> _Stored items_
........

PR #1025, opened 2024-02-07
Add environment-agnostic scripts for running pytests

trxcllnt:
This PR adds an environment-agnostic `run_pytests.sh` script, and updates `test_python.sh` to call it.

The `test_python.sh` script assumes it's running in our CI environment, and it does more than just run pytest.

This PR allows devs and downstream consumers to only run the tests, and skip the unrelated logic in `test_python.sh`.

### DIFF
--- a/ci/run_benchmark_pytests.sh
+++ b/ci/run_benchmark_pytests.sh
@@ -6,8 +6,6 @@ set -euo pipefail
 # Support invoking run_pytests.sh outside the script directory
 cd "$(dirname "$(realpath "${BASH_SOURCE[0]}")")"/../
 
-export UCX_TLS="${UCX_TLS:-tcp,cuda_copy}"
-
 # cd to root directory to prevent repo's `ucp` directory from being used
 # in subsequent commands
 pushd /
--- a/ci/run_benchmark_pytests.sh
+++ b/ci/run_benchmark_pytests.sh
@@ -3,9 +3,6 @@
 
 set -euo pipefail
 
-# Support invoking run_pytests.sh outside the script directory
-cd "$(dirname "$(realpath "${BASH_SOURCE[0]}")")"/../
-
 # cd to root directory to prevent repo's `ucp` directory from being used
 # in subsequent commands
 pushd /
--- a/ci/run_benchmark_pytests.sh
+++ b/ci/run_benchmark_pytests.sh
@@ -1,0 +1,17 @@
+#!/bin/bash
+# Copyright (c) 2024, NVIDIA CORPORATION.
+
+set -euo pipefail
+
+# Support invoking run_pytests.sh outside the script directory
+cd "$(dirname "$(realpath "${BASH_SOURCE[0]}")")"/../
+
+export UCX_TLS="${UCX_TLS:-tcp,cuda_copy}"
+
+# cd to root directory to prevent repo's `ucp` directory from being used
+# in subsequent commands
+pushd /
+timeout 1m python -m ucp.benchmarks.send_recv -o cupy --server-dev 0 --client-dev 0 --reuse-alloc --backend ucp-async
+timeout 1m python -m ucp.benchmarks.send_recv -o cupy --server-dev 0 --client-dev 0 --reuse-alloc --backend ucp-core
+timeout 1m python -m ucp.benchmarks.cudf_merge --chunks-per-dev 4 --chunk-size 10000 --rmm-init-pool-size 2097152
+popd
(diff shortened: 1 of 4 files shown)


ci/run_pytests.sh
```diff
@@ -0,0 +1,12 @@
+#!/bin/bash
+# Copyright (c) 2024, NVIDIA CORPORATION.
+
+set -euo pipefail
+
+# Support invoking run_pytests.sh outside the script directory
+cd "$(dirname "$(realpath "${BASH_SOURCE[0]}")")"/../
+
+export UCX_TLS="${UCX_TLS:-tcp,cuda_copy}"
```
pentschev, line 9: What are the environments where this will normally run? We originally set this value because of CI limitations on interconnects (e.g., no InfiniBand/NVLink). If this is going to run on development test environments where this may be available we might want not to set anything. In fact, we could remove this entirely today, `UCX_TLS=all` (default) should work well anywhere on recent UCX versions.

ci/test_python.sh
```diff
@@ -36,8 +40,7 @@ run_tests() {
 
   # Test with TCP/Sockets
   rapids-logger "TEST WITH TCP ONLY"
-  timeout 10m pytest --cache-clear -vs tests/
-  timeout 2m pytest --cache-clear -vs ucp/_libs/tests
+  ./ci/run_pytests.sh
 
   rapids-logger "Run local benchmark"
```
pentschev, line 45: Although they're technically "benchmarks" and not regular `pytest`s, I'd argue they're part of the test-suite and thus I would also move these into `run_pytests.sh`.

trxcllnt: That's fine with me. I wasn't sure if they were tests that should fail a build, or just verifying the benchmark code still runs. I'm happy to move them into the test script.

ci/run_pytests.sh
trxcllnt: Yeah I wasn't sure if this should be set, so I'm being conservative. A user can override it, but I didn't want the tests to fail if they don't.

My main goal of this PR (and all the other similar ones I've filed tonight in other repos) is to provide a test script we can run in the DLFW/NVAIE builds. The test recipes change so frequently, that it's difficult to keep the DLFW tests in sync for all repos.

I typically run these tests on my local workstation, or on a lab DGX if I need another machine. Eventually we want to run the tests in Blossom or Colossus, but I can't predict what will be available in those environments.

ci/test_python.sh
trxcllnt: I made a second `run_benchmark_pytests.sh` for these. That way if they cause issues (unrelated to correctness) in DLFW, I can choose not to run them.

ci/run_pytests.sh
pentschev: If you run on DGX lab machines I'd suggest we remove `UCX_TLS` completely and use UCX's default from now on, this applies to regular CI as well. Would you mind removing `UCX_TLS` both here and in `ci/test_python.sh`?

ci/test_python.sh
pentschev: Those benchmarks should never fail either, they're distributed as part of the package because they're used by users to test interconnects, and thus they're part of the test suite here as we don't want them to be broken ever, so if they ever we would want that fixed just as any other test. We can keep `run_benchmark_pytests.sh` separate from `run_pytests.sh` if you wish but I would have combined them, when they're not combined an uninformed developer may think they're purely benchmarks in the sense of providing performance metrics and not part of the distributed package which should always be tested together.

ci/run_benchmark_pytests.sh
```diff
@@ -0,0 +1,15 @@
+#!/bin/bash
+# Copyright (c) 2024, NVIDIA CORPORATION.
+
+set -euo pipefail
+
+# Support invoking run_pytests.sh outside the script directory
+cd "$(dirname "$(realpath "${BASH_SOURCE[0]}")")"/../
```
msarahan, line 7: For the sake of common patterns across each of these, I see the reason why this is here. However, it is a little unintuitive to me how we immediately pushd away from this folder, and rely on PATH/PYTHONPATH for choosing code to run. Is it worth removing this first cd here, or is that just nitpicking not worth the time?

trxcllnt: The pushd isn't strictly necessary in environments that support `PYTHONSAFEPATH=1`, so I figured it'd eventually get removed.

pentschev (approved):

AyodeAwe (approved):

pentschev:
Thanks @trxcllnt !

........

> _Activity_
Write the entries out once more, exactly, without dropping a line.

> _Task response_
PR #1025, opened 2024-02-07
Add environment-agnostic scripts for running pytests

trxcllnt:
This PR adds an environment-agnostic `run_pytests.sh` script, and updates `test_python.sh` to call it.

The `test_python.sh` script assumes it's running in our CI environment, and it does more than just run pytest.

This PR allows devs and downstream consumers to only run the tests, and skip the unrelated logic in `test_python.sh`.

### DIFF
--- a/ci/run_benchmark_pytests.sh
+++ b/ci/run_benchmark_pytests.sh
@@ -6,8 +6,6 @@ set -euo pipefail
 # Support invoking run_pytests.sh outside the script directory
 cd "$(dirname "$(realpath "${BASH_SOURCE[0]}")")"/../
 
-export UCX_TLS="${UCX_TLS:-tcp,cuda_copy}"
-
 # cd to root directory to prevent repo's `ucp` directory from being used
 # in subsequent commands
 pushd /
--- a/ci/run_benchmark_pytests.sh
+++ b/ci/run_benchmark_pytests.sh
@@ -3,9 +3,6 @@
 
 set -euo pipefail
 
-# Support invoking run_pytests.sh outside the script directory
-cd "$(dirname "$(realpath "${BASH_SOURCE[0]}")")"/../
-
 # cd to root directory to prevent repo's `ucp` directory from being used
 # in subsequent commands
 pushd /
--- a/ci/run_benchmark_pytests.sh
+++ b/ci/run_benchmark_pytests.sh
@@ -1,0 +1,17 @@
+#!/bin/bash
+# Copyright (c) 2024, NVIDIA CORPORATION.
+
+set -euo pipefail
+
+# Support invoking run_pytests.sh outside the script directory
+cd "$(dirname "$(realpath "${BASH_SOURCE[0]}")")"/../
+
+export UCX_TLS="${UCX_TLS:-tcp,cuda_copy}"
+
+# cd to root directory to prevent repo's `ucp` directory from being used
+# in subsequent commands
+pushd /
+timeout 1m python -m ucp.benchmarks.send_recv -o cupy --server-dev 0 --client-dev 0 --reuse-alloc --backend ucp-async
+timeout 1m python -m ucp.benchmarks.send_recv -o cupy --server-dev 0 --client-dev 0 --reuse-alloc --backend ucp-core
+timeout 1m python -m ucp.benchmarks.cudf_merge --chunks-per-dev 4 --chunk-size 10000 --rmm-init-pool-size 2097152
+popd
(diff shortened: 1 of 4 files shown)


ci/run_pytests.sh
```diff
@@ -0,0 +1,12 @@
+#!/bin/bash
+# Copyright (c) 2024, NVIDIA CORPORATION.
+
+set -euo pipefail
+
+# Support invoking run_pytests.sh outside the script directory
+cd "$(dirname "$(realpath "${BASH_SOURCE[0]}")")"/../
+
+export UCX_TLS="${UCX_TLS:-tcp,cuda_copy}"
```
pentschev, line 9: What are the environments where this will normally run? We originally set this value because of CI limitations on interconnects (e.g., no InfiniBand/NVLink). If this is going to run on development test environments where this may be available we might want not to set anything. In fact, we could remove this entirely today, `UCX_TLS=all` (default) should work well anywhere on recent UCX versions.

ci/test_python.sh
```diff
@@ -36,8 +40,7 @@ run_tests() {
 
   # Test with TCP/Sockets
   rapids-logger "TEST WITH TCP ONLY"
-  timeout 10m pytest --cache-clear -vs tests/
-  timeout 2m pytest --cache-clear -vs ucp/_libs/tests
+  ./ci/run_pytests.sh
 
   rapids-logger "Run local benchmark"
```
pentschev, line 45: Although they're technically "benchmarks" and not regular `pytest`s, I'd argue they're part of the test-suite and thus I would also move these into `run_pytests.sh`.

trxcllnt: That's fine with me. I wasn't sure if they were tests that should fail a build, or just verifying the benchmark code still runs. I'm happy to move them into the test script.

ci/run_pytests.sh
trxcllnt: Yeah I wasn't sure if this should be set, so I'm being conservative. A user can override it, but I didn't want the tests to fail if they don't.

My main goal of this PR (and all the other similar ones I've filed tonight in other repos) is to provide a test script we can run in the DLFW/NVAIE builds. The test recipes change so frequently, that it's difficult to keep the DLFW tests in sync for all repos.

I typically run these tests on my local workstation, or on a lab DGX if I need another machine. Eventually we want to run the tests in Blossom or Colossus, but I can't predict what will be available in those environments.

ci/test_python.sh
trxcllnt: I made a second `run_benchmark_pytests.sh` for these. That way if they cause issues (unrelated to correctness) in DLFW, I can choose not to run them.

ci/run_pytests.sh
pentschev: If you run on DGX lab machines I'd suggest we remove `UCX_TLS` completely and use UCX's default from now on, this applies to regular CI as well. Would you mind removing `UCX_TLS` both here and in `ci/test_python.sh`?

ci/test_python.sh
pentschev: Those benchmarks should never fail either, they're distributed as part of the package because they're used by users to test interconnects, and thus they're part of the test suite here as we don't want them to be broken ever, so if they ever we would want that fixed just as any other test. We can keep `run_benchmark_pytests.sh` separate from `run_pytests.sh` if you wish but I would have combined them, when they're not combined an uninformed developer may think they're purely benchmarks in the sense of providing performance metrics and not part of the distributed package which should always be tested together.

ci/run_benchmark_pytests.sh
```diff
@@ -0,0 +1,15 @@
+#!/bin/bash
+# Copyright (c) 2024, NVIDIA CORPORATION.
+
+set -euo pipefail
+
+# Support invoking run_pytests.sh outside the script directory
+cd "$(dirname "$(realpath "${BASH_SOURCE[0]}")")"/../
```
msarahan, line 7: For the sake of common patterns across each of these, I see the reason why this is here. However, it is a little unintuitive to me how we immediately pushd away from this folder, and rely on PATH/PYTHONPATH for choosing code to run. Is it worth removing this first cd here, or is that just nitpicking not worth the time?

trxcllnt: The pushd isn't strictly necessary in environments that support `PYTHONSAFEPATH=1`, so I figured it'd eventually get removed.

pentschev (approved):

AyodeAwe (approved):

pentschev:
Thanks @trxcllnt !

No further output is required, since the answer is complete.